ASSIGNMENT = Every line in the listing below that holds the word "must" should be returned.
▬▬▬▬▬▬
PR #19, opened 2021-05-26
Prefix library versions with `v`

jwodder:
See https://github.com/dandi/dandischema/issues/2#issuecomment-848900472.

In addition to this PR, the tag for at least the most recent library release (0.2.0) must be renamed to have a `v` prefix, and the corresponding GitHub release must be updated to match.

### DIFF
--- a/setup.cfg
+++ b/setup.cfg
@@ -70,7 +70,7 @@ VCS = git
 style = pep440
 versionfile_source = dandischema/_version.py
 versionfile_build = dandischema/_version.py
-tag_prefix =
+tag_prefix = v
 parentdir_prefix =
 
 [codespell]
--- a/.autorc
+++ b/.autorc
@@ -2,7 +2,7 @@
     "onlyPublishWithReleaseLabel": true,
     "baseBranch": "master",
     "author": "auto <auto@nil>",
-    "noVersionPrefix": true,
+    "noVersionPrefix": false,
     "plugins": [
         "git-tag",
         [
--- a/dandischema/_version.py
+++ b/dandischema/_version.py
@@ -42,9 +42,9 @@ def get_config():
     cfg = VersioneerConfig()
     cfg.VCS = "git"
     cfg.style = "pep440"
-    cfg.tag_prefix = ""
+    cfg.tag_prefix = "v"
     cfg.parentdir_prefix = ""
-    cfg.versionfile_source = "nibabel/_version.py"
+    cfg.versionfile_source = "dandischema/_version.py"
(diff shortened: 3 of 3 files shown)


setup.cfg
```diff
@@ -70,7 +70,7 @@ VCS = git
 style = pep440
 versionfile_source = dandischema/_version.py
 versionfile_build = dandischema/_version.py
-tag_prefix =
+tag_prefix = v
```
yarikoptic, line 73: Try
```suggestion
tag_prefix = [0-9]
```

yarikoptic: If doesnt work, make it 0 for now

jwodder: That doesn't work, likely due to:

https://github.com/dandi/dandischema/blob/4d9bfbc7943f5607480dee84a6556393cffd20f3/versioneer.py#L630

jwodder: @yarikoptic Setting the prefix to `0` causes the leading `0` to be stripped, resulting in an invalid version string of ".2.0".

yarikoptic: Oh, no joy... grr...
ok -- let's do a workaround within workflow -- remove all tags which aren't starting with `[0-9]+\.` upon checkout ;-) and I will ask you to fixup versioneer so we could avoid that going forward.

jwodder: I really think it'd be easier to just go with this PR and rename the tags.

yarikoptic: I dislike all the `v` prefixing in general since taints `git describe` to not be semver right away. Well -- here we would get that even with versioneer fix since we have `schema-` tags, but at least I can `--match` quickly.

But I also dislike  my proposed workaround since it would nohow solve the problem locally.

Awaiting for fix in versioneer is "suboptimal" as well, but here is my thinking "how": https://github.com/python-versioneer/python-versioneer/issues/255 .

Another workaround would be to patch versioneer.py we have to make it work as we like for now at least:  I think the least intrusive would be to keep no prefix, but hardcode `--exclude '[^0-9]*'` or alike to `git-describe` call.  Then whenever versioneer supports it , we would just add `tag_exclude` and happily upgrade our copy of versioneer.  WDYT @jwodder ?

jwodder: Patching our local versioneer to add `--exclude` seems like a workable solution.

yarikoptic: great, please proceed that way then; here or in #17 so it could turn that CI green ;-)

jwodder:
Closing in favor of #20.

PR #24, opened 2021-05-28
fix: dandi-etag carries extra component beyond md5

satra:
The check for digest assumed an md5sum. however, the digest has an extra component and are of the form: `<md5sum>-<chunks>`

### DIFF
--- a/dandischema/models.py
+++ b/dandischema/models.py
@@ -937,7 +937,8 @@ class BareAsset(CommonModel):
     @validator("digest")
     def digest_etag(cls, values):
         try:
-            if len(values[DigestType.dandi_etag]) != 32:
+            digest = values[DigestType.dandi_etag]
+            if "-" not in digest or len(digest.split("-")[0]) != 32:
                 raise ValueError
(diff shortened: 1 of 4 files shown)


dandischema/models.py
```diff
@@ -988,10 +989,14 @@ class PublishedAsset(Asset, Publishable):
     @validator("digest")
     def digest_bothhashes(cls, values):
         try:
-            if len(values[DigestType.dandi_etag] + values[DigestType.sha2_256]) != 96:
-                raise ValueError
-        except (KeyError, ValueError):
-            raise ValueError("Digest must have both valid dandi-etag and sha2-256.")
+            digest = values[DigestType.dandi_etag]
+            if "-" not in digest or len(digest.split("-")[0]) != 32:
```
yarikoptic, line 993: I think 
```suggestion
            if len(digest.split("-")[0]) != 32:
```
would be sufficient but ok either way

yarikoptic:
Left minor non-consequential comment which might be wrong, so let's proceed

PR #25, opened 2021-05-28
Fix release workflow

jwodder:


yarikoptic:
FWIW -- removed `release` from #24 to avoid any side effects. will merge whenever tests turn green. Thank you @jwodder

yarikoptic:
green enough! ;)

PR #28, opened 2021-06-08
fix: remove readOnly from constants

satra:
a fix to make us compatible with the vjsf component for meditor.


satra:
@yarikoptic - this does not change the models and only the schema. should we overwrite the schema or increase schema as well? the only thing this impacts is the meditor component.

satra:
bumped schema version anyway.

waxlamp:
> bumped schema version anyway.

I believe the patch level bump was appropriate and required in this case.

yarikoptic (approved):
I am glad to have similar minded zealots of versioning on the team @waxlamp ! ;-)

In general approve, but shouldn't we have just patch label on library then, instead of minor?

satra:
yes, should be patch.

PR #30, opened 2021-06-09
fix: update migration code to account for missing fields

satra:
I just ran through all the dandiset metadata and this code wasn't taking badly formed metadata into account.

### DIFF
--- a/dandischema/metadata.py
+++ b/dandischema/metadata.py
@@ -76,15 +76,21 @@ def publish_model_schemata(releasedir: str) -> Path:
     version = models.get_schema_version()
     vdir = Path(releasedir, version)
     vdir.mkdir(exist_ok=True, parents=True)
-    (vdir / "dandiset.json").write_text(models.Dandiset.schema_json(indent=2))
-    (vdir / "asset.json").write_text(models.Asset.schema_json(indent=2))
+    (vdir / "dandiset.json").write_text(
+        models.Dandiset.schema_json(indent=2).rstrip("\n") + "\n"
+    )
+    (vdir / "asset.json").write_text(
+        models.Asset.schema_json(indent=2).rstrip("\n") + "\n"
+    )
     (vdir / "published-dandiset.json").write_text(
-        models.PublishedDandiset.schema_json(indent=2)
+        models.PublishedDandiset.schema_json(indent=2).rstrip("\n") + "\n"
     )
     (vdir / "published-asset.json").write_text(
-        models.PublishedAsset.schema_json(indent=2)
+        models.PublishedAsset.schema_json(indent=2).rstrip("\n") + "\n"
     )
-    (vdir / "context.json").write_text(json.dumps(generate_context(), indent=2))
+    (vdir / "context.json").write_text(
+        json.dumps(generate_context(), indent=2).rstrip("\n") + "\n"
+    )
     return vdir
 
 
--- a/dandischema/metadata.py
+++ b/dandischema/metadata.py
@@ -165,11 +165,10 @@ def migrate(
         if not id.startswith("DANDI:"):
             obj["id"] = f'DANDI:{obj["id"]}'
         for contrib in obj.get("contributor", []):
-            if not contrib.get("roleName"):
-                continue
-            contrib["roleName"] = [
-                val.replace("dandi:", "dcite:") for val in contrib["roleName"]
-            ]
+            if contrib.get("roleName"):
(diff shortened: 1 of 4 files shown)


satra:
@yarikoptic -  a quick review of this would be much appreciated.

regarding adding newlines. they were added to the schema from the schema precommit action when i pushed manually. i'm just adding that here as a default mechanism when we write out the schemas.

dandischema/metadata.py
```diff
@@ -76,15 +76,21 @@ def publish_model_schemata(releasedir: str) -> Path:
     version = models.get_schema_version()
     vdir = Path(releasedir, version)
     vdir.mkdir(exist_ok=True, parents=True)
-    (vdir / "dandiset.json").write_text(models.Dandiset.schema_json(indent=2))
-    (vdir / "asset.json").write_text(models.Asset.schema_json(indent=2))
+    (vdir / "dandiset.json").write_text(
+        models.Dandiset.schema_json(indent=2).rstrip("\n") + "\n"
```
yarikoptic, line 80: absent trailing new line was an issue?

we don't care about windows here, or python would magically convert line breaks to windows ones?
▬▬▬▬▬▬
EXERCISE OUTPUT =
In addition to this PR, the tag for at least the most recent library release (0.2.0) must be renamed to have a `v` prefix, and the corresponding GitHub release must be updated to match.
-            raise ValueError("Digest must have both valid dandi-etag and sha2-256.")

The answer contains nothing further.